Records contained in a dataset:
PR #608, opened 2018-02-19
[Gardening] Disposable

ra1028:
#### Checklist
~- [ ] Updated CHANGELOG.md.~

### DIFF
--- a/Sources/Disposable.swift
+++ b/Sources/Disposable.swift
@@ -145,7 +145,7 @@ public final class CompositeDisposable: Disposable {
 		}
 
 		self.disposables = Atomic(bag)
-		self.state = UnsafeAtomicState(DisposableState.active)
+		self.state = UnsafeAtomicState(.active)
 	}
 
 	/// Initialize a `CompositeDisposable` containing the given sequence of
--- a/Sources/Disposable.swift
+++ b/Sources/Disposable.swift
@@ -169,9 +169,9 @@ public final class CompositeDisposable: Disposable {
 	}
 
 	public func dispose() {
-		if state.tryDispose(), let ds = disposables.swap(nil) {
-			for d in ds {
-				d.dispose()
+		if state.tryDispose(), let disposables = disposables.swap(nil) {
+			for disposable in disposables {
+				disposable.dispose()
 			}
 		}
 	}
@@ -186,7 +186,7 @@ public final class CompositeDisposable: Disposable {
 	///            `disposable` is `nil`.
 	@discardableResult
 	public func add(_ disposable: Disposable?) -> Disposable? {
-		guard let d = disposable, !d.isDisposed, !isDisposed else {
+		guard let _disposable = disposable, !_disposable.isDisposed, !isDisposed else {
 			disposable?.dispose()
 			return nil
 		}
@@ -194,7 +194,7 @@ public final class CompositeDisposable: Disposable {
 		return disposables.modify { disposables in
 			guard disposables != nil else { return nil }
 
-			let token = disposables!.insert(d)
+			let token = disposables!.insert(_disposable)
 			return AnyDisposable { [weak self] in
 				self?.disposables.modify {
 					$0?.remove(using: token)
@@ -358,10 +358,10 @@ public final class SerialDisposable: Disposable {
 			return _inner.value
 		}
 
-		set(d) {
-			_inner.swap(d)?.dispose()
-			if let d = d, isDisposed {
-				d.dispose()
+		set(disposable) {
+			_inner.swap(disposable)?.dispose()
+			if let disposable = disposable, isDisposed {
+				disposable.dispose()
 			}
 		}
 	}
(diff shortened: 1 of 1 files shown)


Sources/Disposable.swift
```diff
@@ -33,6 +33,7 @@ extension UnsafeAtomicState where State == DisposableState {
 	///
 	/// - returns: `true` if the transition succeeds. `false` otherwise.
 	@inline(__always)
+	@discardableResult
```
mdiep: I don't think this result should be discardable.  It's important that we check the result most of the time.

Sources/Disposable.swift
```diff
@@ -83,10 +84,9 @@ public final class AnyDisposable: Disposable {
 		}
 
 		func dispose() {
-			if state.tryDispose() {
-				action?()
-				action = nil
-			}
+			guard state.tryDispose() else { return }
+			action?()
+			action = nil
```
mdiep: I prefer `if` over `guard` here. I think it communicates the intent more clearly.

Sources/Disposable.swift
```diff
@@ -163,12 +159,10 @@ public final class CompositeDisposable: Disposable {
...
-		if state.tryDispose() {
-			if let ds = disposables.swap(nil) {
-				for d in ds {
-					d.dispose()
-				}
-			}
+		guard state.tryDispose(), let disposables = disposables.swap(nil) else { return }
+
+		for disposable in disposables {
+			disposable.dispose()
```
mdiep: Same here: I think `if` is clearer than `guard`.

Sources/Disposable.swift
```diff
@@ -182,15 +176,14 @@ public final class CompositeDisposable: Disposable {
 	///            `disposable` is `nil`.
 	@discardableResult
 	public func add(_ disposable: Disposable?) -> Disposable? {
-		guard let d = disposable, !d.isDisposed, !isDisposed else {
+		guard let _disposable = disposable, !_disposable.isDisposed, !isDisposed else {
```
mdiep: I think `d` is fine here; we don't need a longer name.

Sources/Disposable.swift
```diff
@@ -182,15 +176,14 @@ public final class CompositeDisposable: Disposable {
...
 			disposable?.dispose()
 			return nil
 		}
 
 		return disposables.modify { disposables in
-			guard disposables != nil else { return nil }
+			guard let token = disposables?.insert(_disposable) else { return nil }
 
-			let token = disposables!.insert(d)
```
mdiep: Nice. 👍

Sources/Disposable.swift
```diff
@@ -373,9 +367,8 @@ public final class SerialDisposable: Disposable {
 	}
 
 	public func dispose() {
-		if state.tryDispose() {
-			_inner.swap(nil)?.dispose()
-		}
+		guard state.tryDispose() else { return }
+		_inner.swap(nil)?.dispose()
```
mdiep: Same here. I prefer the `if` version.

mdiep:
Thanks for the PR! I always appreciate efforts to clean up the codebase.

I don't think all of the changes are better, but there are some good things in here. 👍

Sources/Disposable.swift
ra1028: `tryDispose()` is a method for transitioning the state of `Disposable` and thinks that the result is a supplementary thing.
How is it?

Sources/Disposable.swift
ra1028: Hmm, disagreed.
By returning asap, the intention of do nothing if already disposed would be clarified.

Sources/Disposable.swift
ra1028: I prefer `guard`.
However, `swap` may be better to use` if`.

Sources/Disposable.swift
ra1028: I don't prefer to give meaningless variable names like `d`, but if the RAS naming conventions are are prefer `d`, I'll follow it.

Sources/Disposable.swift
ra1028: > By returning asap, the intention of do nothing if already disposed would be clarified.

This also.

Sources/Disposable.swift
andersio: The returned Boolean indicates whether the caller is the one uniquely transitioned the state, which is critical to most use cases.

Sources/Disposable.swift
mdiep: Thinking about it a bit more, I dislike `guard` here because `state.tryDispose()` is effectful. `guard` strongly suggests a test that's free of effects IMO. I still think it should stay as `if` here and below.

ra1028: Got it 👍

mdiep:
Thanks for this! Clean up is always appreciated!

:: Task ::
Within the entries above, find the string "action" and return each line that holds it.

:: Exercise response ::
-				action?()
-				action = nil
+			action?()
+			action = nil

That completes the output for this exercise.